Estimated pocket volumes of the binding site for ccrA, IMP-1, VIM, NDM-1 and other B1 MBLs. Boxplots show the distribution of volume for various MBL binding sites; while the plasmid-bourne MBLs (IMP-1, NDM-1, VIM) share similar volume sizes, with fluctuation, ccrA and other B1 MBLs have a distinctly smaller site. Estimates were calculated using CASTp [23]. Data for generating these plots are from Additional file 3.

Figure 7

Estimated metal ion distances for ccrA, IMP-1, VIM, NDM-1 and other B1 MBLs. Boxplots show the distribution of inter-zinc distances; ccrA has the tightest inter-zinc distance, though this does not appear to be statistically significant when compared to the other types under an adjusted signed rank test. Data for generating these plots are from Additional file 3.

Figure 8

Structural conformation adjustments within the active sites between bound-unbound structures of NDM-1, IMP-1, VIM-2 and ccrA. Charts were generated as follows: in each case, a bound reference from one of the four B1 MBL types was selected for examination. The bound reference was compared to other bound B1 MBL structures using LGA (maximal distance of 4 Å), and similarly to unbound B1 MBL structures.

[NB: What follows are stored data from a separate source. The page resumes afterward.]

PR #395, opened 2024-04-10
Generator: update SDK /services

stackit-pipeline:
Generated from GitHub run 8634606605 (https://github.com/stackitcloud/stackit-sdk-generator/actions/runs/8634606605)


services/argus/CHANGELOG.md
```diff
@@ -1,3 +1,7 @@
+## v0.9.7 (2024-04-11)
+
+- Add Middleware logic to the client.
```
vicentepinto98, line 3: Make it more explicit:
"Support `WithMiddleware` configuration option in the client"

services/ske/CHANGELOG.md
```diff
@@ -1,3 +1,7 @@
+## v0.11.3 (2024-04-11)
+
+- Add Middleware logic to the client.
+
 ## v0.11.2 (2024-04-09)
```
vicentepinto98, line 5: none of the releases that are part of this changelog were made on 9/04, so this change can just be a part of that release and there is no need to increment the version

services/argus/client.go
```diff
@@ -80,7 +80,12 @@ func NewAPIClient(opts ...config.ConfigurationOption) (*APIClient, error) {
 		return nil, fmt.Errorf("setting up authentication: %w", err)
 	}
 
-	cfg.HTTPClient.Transport = authRoundTripper
+	roundTripper := authRoundTripper
+	if cfg.Middleware != nil {
+		roundTripper = config.ChainMiddleware(roundTripper, cfg.Middleware...)
```
joaopalet, line 85: Is this method already released in a new version of `core`?

joaopalet: And the `core` dependency updated for all these services?

joaopalet (changes requested):

services/argus/client.go
vicentepinto98: I assume the lint is not failing because it uses the local version of the core? We should actually fix this to have some way that in the pipeline it would use the version that is imported, otherwise we could easily be merging this without noticing and it would be a runtime error

services/postgresql/CHANGELOG.md
```diff
@@ -2,9 +2,11 @@
 >
 > Use `github.com/stackitcloud/stackit-sdk-go/services/postgresflex` instead. For more details, check https://docs.stackit.cloud/stackit/en/bring-your-data-to-stackit-postgresql-flex-138347648.html.
 
-## v0.13.1 (2024-04-09)
+## v0.14.0 (2024-04-11)
```
vicentepinto98, line 5: Remove this entry from the changelog. Since PG is deprecated, no further releases should be done

services/argus/client.go
DiogoFerrao: Core is now updated and go.mods are using the latest version

services/loadbalancer/CHANGELOG.md
```diff
@@ -1,3 +1,7 @@
+## v0.10.2 (2024-04-11)
+
+- Update `core` to [`v0.12.0`](../../core/CHANGELOG.md#v0120-2024-04-11)
```
vicentepinto98, line 3: Isn't it missing here two entrys?
```
- Set config.ContextHTTPRequest in Execute method
- Support WithMiddleware configuration option in the client
```

vicentepinto98: And then it should be minor

DiogoFerrao: This was discussed with @joaopalet. The changes in the CHANGELOG were not really applied since I reverted the entire api_default.go changes due to the missing beautification on their end. 
When João merges these changes he will update the versions and changelogs as well as the code. The changes to the client.go should also be reverted then, since without setting the cfg.Middleware, they do nothing.
But what do you think?

vicentepinto98 (approved):

PR #400, opened 2024-04-11
Add usage examples for withMiddleware and withCaptureHTTPRequest

DiogoFerrao:


examples/middleware/middleware.go
```diff
@@ -0,0 +1,63 @@
+package main
```
vicentepinto98, line 1: :+1: really cool!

Residue shifts within a 4 Å distance of either the bound ligand or the dinuclear zincs were drawn on a XY-plot, with the X-axis referring to differences in the bound target and the unbound templates, and Y-axis the bound target against other bound templates, alternatively using NDM-1, IMP-1, VIM-2 and ccrA as a bound representative. The horizontal line shows the line of equal change between bound and unbound comparisons (thus, residues on the top right are residues that deviate in either case). K211/161/167 and R185 (Y181) from NDM-1, IMP-1, ccrA and VIM-2, a ligand binding-associated residue, are highlighted for comparison in red.

Figure 9

LGA_pdblist functional side-chain differences between NDM-1 and other B1 MBLs. Using 3q6x_A as a reference, functional side-chain differences are shown of NDM-1 against IMP-1, VIM-2,4 and ccrA. Measurements are taken only for instances where the residue-residue correspondence for NDM-1 to the other MBLs match, and only then for those with functional sidechains (e.g., alanine, glycine are ignored) [44]. Coloring is from green (< 2Å) to red (< 8Å), with gray indicating no match. Notable regions of B1 MBLs are highlighted, and include the zinc binding region, the L10 ligand-binding loop and the K211 residue noted in Figure 8. Additional annotations show areas where side-chains consistently differ from 3q6x_A and either other NDM-1 structures or other B1 MBLs (e.g., flap region).